**Saved data entries:**
++++

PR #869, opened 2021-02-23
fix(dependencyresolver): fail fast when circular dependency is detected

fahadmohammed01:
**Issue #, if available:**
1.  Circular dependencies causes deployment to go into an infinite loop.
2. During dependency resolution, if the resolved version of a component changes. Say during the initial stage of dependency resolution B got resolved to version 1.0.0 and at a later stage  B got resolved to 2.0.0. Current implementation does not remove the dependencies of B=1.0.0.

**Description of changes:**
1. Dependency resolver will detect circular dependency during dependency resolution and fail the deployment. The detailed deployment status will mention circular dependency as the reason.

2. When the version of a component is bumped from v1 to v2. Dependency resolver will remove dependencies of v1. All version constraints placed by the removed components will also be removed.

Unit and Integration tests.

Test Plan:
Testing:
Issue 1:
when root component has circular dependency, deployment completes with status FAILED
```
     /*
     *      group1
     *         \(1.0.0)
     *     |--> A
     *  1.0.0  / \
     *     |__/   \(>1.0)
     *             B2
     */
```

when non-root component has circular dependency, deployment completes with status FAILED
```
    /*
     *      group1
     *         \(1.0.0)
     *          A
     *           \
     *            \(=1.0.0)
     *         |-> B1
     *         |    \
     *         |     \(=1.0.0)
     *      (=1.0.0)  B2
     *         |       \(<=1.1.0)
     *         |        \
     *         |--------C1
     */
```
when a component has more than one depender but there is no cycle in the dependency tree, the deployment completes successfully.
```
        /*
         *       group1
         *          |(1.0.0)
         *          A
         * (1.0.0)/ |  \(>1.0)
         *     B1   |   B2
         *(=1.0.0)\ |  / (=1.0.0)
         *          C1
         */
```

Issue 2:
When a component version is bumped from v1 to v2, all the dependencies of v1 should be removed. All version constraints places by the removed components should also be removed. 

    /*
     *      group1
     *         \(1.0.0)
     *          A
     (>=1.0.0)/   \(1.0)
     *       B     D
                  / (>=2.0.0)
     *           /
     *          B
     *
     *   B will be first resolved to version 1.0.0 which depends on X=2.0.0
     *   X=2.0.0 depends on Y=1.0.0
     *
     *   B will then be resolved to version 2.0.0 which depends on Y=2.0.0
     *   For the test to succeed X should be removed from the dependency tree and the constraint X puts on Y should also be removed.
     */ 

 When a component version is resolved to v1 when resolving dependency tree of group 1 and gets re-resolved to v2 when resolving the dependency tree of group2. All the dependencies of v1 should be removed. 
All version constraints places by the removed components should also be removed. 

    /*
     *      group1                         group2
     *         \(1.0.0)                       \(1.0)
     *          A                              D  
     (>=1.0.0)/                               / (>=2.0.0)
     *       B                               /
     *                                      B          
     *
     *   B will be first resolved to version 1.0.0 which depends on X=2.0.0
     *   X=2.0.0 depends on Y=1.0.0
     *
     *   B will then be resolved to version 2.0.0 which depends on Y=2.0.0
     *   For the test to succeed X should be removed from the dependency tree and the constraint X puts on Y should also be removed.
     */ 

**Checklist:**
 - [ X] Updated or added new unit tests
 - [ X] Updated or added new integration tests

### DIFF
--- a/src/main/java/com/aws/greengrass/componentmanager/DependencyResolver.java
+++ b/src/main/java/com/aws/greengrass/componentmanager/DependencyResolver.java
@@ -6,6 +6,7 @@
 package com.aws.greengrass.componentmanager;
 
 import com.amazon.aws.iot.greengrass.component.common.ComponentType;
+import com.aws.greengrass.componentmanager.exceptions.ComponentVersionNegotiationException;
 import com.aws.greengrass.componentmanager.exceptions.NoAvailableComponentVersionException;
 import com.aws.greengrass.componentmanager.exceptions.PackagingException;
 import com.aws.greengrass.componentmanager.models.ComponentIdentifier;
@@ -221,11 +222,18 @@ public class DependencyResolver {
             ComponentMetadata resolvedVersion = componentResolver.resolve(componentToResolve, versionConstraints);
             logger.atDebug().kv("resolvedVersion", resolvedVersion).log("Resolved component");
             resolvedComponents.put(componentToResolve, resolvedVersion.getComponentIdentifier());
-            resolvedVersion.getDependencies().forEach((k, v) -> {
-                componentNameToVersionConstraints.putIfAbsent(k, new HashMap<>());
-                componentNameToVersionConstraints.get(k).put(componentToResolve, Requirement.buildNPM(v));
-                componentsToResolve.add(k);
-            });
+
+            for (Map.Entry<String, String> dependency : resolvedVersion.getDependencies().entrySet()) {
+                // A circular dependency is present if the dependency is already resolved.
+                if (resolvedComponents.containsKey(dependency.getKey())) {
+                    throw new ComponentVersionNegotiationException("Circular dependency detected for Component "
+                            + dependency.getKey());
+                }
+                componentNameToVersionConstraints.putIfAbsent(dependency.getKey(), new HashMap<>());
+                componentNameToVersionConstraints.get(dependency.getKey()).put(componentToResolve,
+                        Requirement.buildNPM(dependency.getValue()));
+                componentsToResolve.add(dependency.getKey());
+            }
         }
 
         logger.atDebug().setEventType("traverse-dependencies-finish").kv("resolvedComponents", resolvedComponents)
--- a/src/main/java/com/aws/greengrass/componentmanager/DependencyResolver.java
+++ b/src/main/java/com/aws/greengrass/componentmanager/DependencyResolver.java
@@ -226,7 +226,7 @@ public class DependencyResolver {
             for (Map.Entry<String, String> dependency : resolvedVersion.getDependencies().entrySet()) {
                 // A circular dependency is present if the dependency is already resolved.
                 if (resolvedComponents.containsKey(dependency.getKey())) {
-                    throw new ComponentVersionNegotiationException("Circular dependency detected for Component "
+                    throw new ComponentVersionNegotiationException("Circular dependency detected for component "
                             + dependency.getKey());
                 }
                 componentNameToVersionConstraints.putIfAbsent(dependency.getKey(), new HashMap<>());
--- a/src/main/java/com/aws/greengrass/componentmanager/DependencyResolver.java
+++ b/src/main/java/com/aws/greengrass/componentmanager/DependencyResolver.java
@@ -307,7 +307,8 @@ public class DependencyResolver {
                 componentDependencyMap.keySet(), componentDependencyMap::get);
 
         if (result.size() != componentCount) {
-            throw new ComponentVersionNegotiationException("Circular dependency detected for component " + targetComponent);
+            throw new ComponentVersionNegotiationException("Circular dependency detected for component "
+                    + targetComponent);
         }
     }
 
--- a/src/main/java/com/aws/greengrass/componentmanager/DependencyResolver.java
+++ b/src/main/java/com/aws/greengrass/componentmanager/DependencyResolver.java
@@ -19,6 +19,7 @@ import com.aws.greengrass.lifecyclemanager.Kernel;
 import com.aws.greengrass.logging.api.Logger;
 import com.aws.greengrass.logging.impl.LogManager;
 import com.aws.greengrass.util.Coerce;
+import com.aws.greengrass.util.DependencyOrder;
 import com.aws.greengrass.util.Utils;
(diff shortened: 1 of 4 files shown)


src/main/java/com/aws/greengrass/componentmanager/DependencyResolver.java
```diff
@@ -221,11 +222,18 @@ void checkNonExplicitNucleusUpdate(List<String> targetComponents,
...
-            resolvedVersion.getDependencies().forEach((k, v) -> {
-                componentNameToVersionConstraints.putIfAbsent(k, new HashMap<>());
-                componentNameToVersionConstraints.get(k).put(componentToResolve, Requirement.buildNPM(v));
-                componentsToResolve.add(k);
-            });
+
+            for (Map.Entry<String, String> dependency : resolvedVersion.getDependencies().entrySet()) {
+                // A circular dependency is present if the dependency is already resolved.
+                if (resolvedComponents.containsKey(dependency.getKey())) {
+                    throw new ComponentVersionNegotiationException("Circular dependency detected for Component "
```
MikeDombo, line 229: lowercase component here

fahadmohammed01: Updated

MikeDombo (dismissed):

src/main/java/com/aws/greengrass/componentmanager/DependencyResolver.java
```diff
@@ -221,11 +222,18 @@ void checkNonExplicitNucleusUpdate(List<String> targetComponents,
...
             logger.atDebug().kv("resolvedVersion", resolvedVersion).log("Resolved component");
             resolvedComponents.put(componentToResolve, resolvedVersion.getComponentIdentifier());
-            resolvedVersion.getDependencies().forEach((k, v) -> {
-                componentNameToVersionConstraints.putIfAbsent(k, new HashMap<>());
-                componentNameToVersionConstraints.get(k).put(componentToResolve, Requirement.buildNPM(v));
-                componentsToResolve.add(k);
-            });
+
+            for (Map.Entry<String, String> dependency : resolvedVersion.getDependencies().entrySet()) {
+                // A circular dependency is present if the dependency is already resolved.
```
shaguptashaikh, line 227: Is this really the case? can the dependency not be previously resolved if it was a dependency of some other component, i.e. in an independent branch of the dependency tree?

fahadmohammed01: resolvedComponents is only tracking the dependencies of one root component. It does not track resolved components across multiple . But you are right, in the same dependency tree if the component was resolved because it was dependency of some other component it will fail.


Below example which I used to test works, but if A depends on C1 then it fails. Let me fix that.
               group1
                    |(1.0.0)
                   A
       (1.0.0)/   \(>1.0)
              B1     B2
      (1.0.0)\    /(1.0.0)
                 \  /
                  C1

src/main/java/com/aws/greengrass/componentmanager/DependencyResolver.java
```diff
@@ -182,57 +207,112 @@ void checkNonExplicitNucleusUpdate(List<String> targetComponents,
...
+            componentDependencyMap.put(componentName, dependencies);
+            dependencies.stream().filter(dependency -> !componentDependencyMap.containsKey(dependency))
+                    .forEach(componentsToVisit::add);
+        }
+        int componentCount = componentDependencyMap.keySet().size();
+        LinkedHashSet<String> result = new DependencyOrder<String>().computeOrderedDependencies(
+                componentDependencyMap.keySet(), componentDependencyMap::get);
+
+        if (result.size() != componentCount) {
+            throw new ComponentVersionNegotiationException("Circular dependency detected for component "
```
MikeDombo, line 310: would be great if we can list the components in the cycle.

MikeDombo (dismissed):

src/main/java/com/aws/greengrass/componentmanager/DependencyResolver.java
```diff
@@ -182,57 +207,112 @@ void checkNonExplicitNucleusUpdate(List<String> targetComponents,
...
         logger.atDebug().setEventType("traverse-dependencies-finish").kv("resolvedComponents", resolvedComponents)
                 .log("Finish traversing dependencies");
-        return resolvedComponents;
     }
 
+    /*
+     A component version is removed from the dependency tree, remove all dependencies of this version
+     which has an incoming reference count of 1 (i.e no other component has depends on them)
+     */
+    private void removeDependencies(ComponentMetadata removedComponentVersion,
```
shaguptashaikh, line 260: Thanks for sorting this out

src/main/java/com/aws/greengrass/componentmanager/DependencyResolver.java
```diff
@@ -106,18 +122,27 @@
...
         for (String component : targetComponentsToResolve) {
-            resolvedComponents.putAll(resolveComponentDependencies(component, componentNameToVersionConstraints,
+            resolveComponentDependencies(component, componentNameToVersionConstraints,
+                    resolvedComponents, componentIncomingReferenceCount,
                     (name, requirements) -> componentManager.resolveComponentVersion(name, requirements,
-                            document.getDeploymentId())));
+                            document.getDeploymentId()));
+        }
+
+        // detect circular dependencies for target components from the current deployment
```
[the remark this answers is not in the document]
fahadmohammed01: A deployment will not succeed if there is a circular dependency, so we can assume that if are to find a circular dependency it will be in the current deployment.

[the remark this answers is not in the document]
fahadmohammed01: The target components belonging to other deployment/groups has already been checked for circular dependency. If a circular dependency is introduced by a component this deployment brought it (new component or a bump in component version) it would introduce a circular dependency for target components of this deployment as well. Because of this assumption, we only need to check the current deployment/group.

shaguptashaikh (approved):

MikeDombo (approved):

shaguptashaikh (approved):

++++

**Requirement:** Reply with a lone number, the count of lines in the data that include the string "containsKey".

**Response below:** 4